- DESCRIPTION OF THE TASK
Scan the material and copy every line in which "removed" appears.

______________________________

PR #2047, opened 2026-06-30
refactor: remove group from JAAS

SimoneDutto:
# Description
groups are removed from JAAS, with that the tuples will be eventually cleaned up by the cleanup routine.

The strategy to remove this:
- group removed from jimm, together with group tag and group's API, and commands
- all the tests involving groups have been refactored to use idpgroups to keep maximum coverage
- no bump in the facade, because bumping the facade would require us to update the jimm-sdk and the terraform provider, which forces ppl to upgrade their terraform if they want to use jimm v4, which is exactly what we don't want. So the group's method are still in the sdk to support using jimm-sdk@v4 against jaas v3.
- the tuples left in openfga will be cleaned up by our cleanup routine because tuples with the group tag will always return a `NotFound` error


internal/jimmhttp/rebac_admin/identities_test.go
```diff
@@ -198,19 +176,12 @@ func TestGetIdentityGroups(t *testing.T) {
...
 	c.Assert(res, qt.IsNotNil)
-	c.Assert(res.Data, qt.HasLen, 1)
-	c.Assert(*res.Data[0].Id, qt.Equals, "my-group-id")
-	c.Assert(res.Data[0].Name, qt.Equals, "fake-group-name")
-	c.Assert(*res.Next.PageToken, qt.Equals, "continuation-token")
-
-	listTuplesErr = errors.New("foo")
-	_, err = idSvc.GetIdentityGroups(ctx, username, &resources.GetIdentitiesItemGroupsParams{})
-	c.Assert(err, qt.ErrorMatches, "foo")
+	// JAAS groups have been removed, so the result is always empty.
```
ale8k: I think I would've expected an error on the rebac API for group related stuff explaining groups don't exist within JAAS and to contact admin or w/e.

internal/jimmhttp/rebac_admin/identities.go
```diff
@@ -196,98 +196,40 @@ func (s *identitiesService) PatchIdentityRoles(ctx context.Context, identityId s
...
-			return false, v1.NewUnknownError(err.Error())
-		}
-	}
-	if len(deletions) > 0 {
-		err = s.jimm.PermissionManager().RemoveRelation(ctx, user, deletions)
-		if err != nil {
-			zapctx.Error(context.Background(), "cannot remove relations", zap.Error(err))
-			return false, v1.NewUnknownError(err.Error())
-		}
+	if len(groupPatches) > 0 {
```
ale8k, line 228: Referring to my other comment, like you did here

internal/jimmhttp/rebac_admin/identities.go
```diff
@@ -196,98 +196,40 @@ func (s *identitiesService) PatchIdentityRoles(ctx context.Context, identityId s
...
-		Meta: resources.ResponseMeta{
-			Size:      len(groups),
-			PageToken: &originalToken,
-		},
-	}
-	if cNextToken != "" {
-		res.Next.PageToken = &cNextToken
-	}
-	return &res, nil
+	return &resp, nil
```
ale8k: Why not return an error like patch?

internal/jimm/permissions/tagresolver.go
```diff
@@ -123,6 +114,13 @@ func (j *PermissionManager) ToJAASTag(ctx context.Context, tag *ofganames.Tag, r
 			return "", fmt.Errorf("failed to fetch role information: %s: %w", role.UUID, err)
 		}
 		return tagToString(jimmnames.RoleTagKind, role.Name), nil
+	case ofganames.GroupTagKind:
+		// The JAAS group type has been removed from the OpenFGA
```
ale8k, line 118: This doc should  probably explain that they've been replaced with IdP groups rathenr than simply removed.

internal/openfga/names/names.go
```diff
@@ -48,14 +48,20 @@ var allRelations = []cofga.Relation{MemberRelation, AdministratorRelation, Contr
 // EveryoneUser is the username representing all users and is treated uniquely when used in OpenFGA tuples.
 const EveryoneUser = "everyone@external"
 
+// GroupTagKind is the kind string for JAAS groups. The group type has been
+// removed from the OpenFGA authorisation model and the groups table has been
```
ale8k, line 52: Same here, they've been replaced rather

ale8k (approved):
lgtm, some very minor nit comments, ty!

kian99 (approved):

internal/jimmhttp/rebac_admin/identities.go
SimoneDutto: yeah, you are right

internal/jimm/permissions/tagresolver.go
SimoneDutto: well, here we don't exactly care what's the replacement for this, also because it's just a comment to explain why we still have a group tag kind here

______________________________

- RESULT
groups are removed from JAAS, with that the tuples will be eventually cleaned up by the cleanup routine.
- group removed from jimm, together with group tag and group's API, and commands
+	// JAAS groups have been removed, so the result is always empty.
+		// The JAAS group type has been removed from the OpenFGA
ale8k, line 118: This doc should  probably explain that they've been replaced with IdP groups rathenr than simply removed.
+// removed from the OpenFGA authorisation model and the groups table has been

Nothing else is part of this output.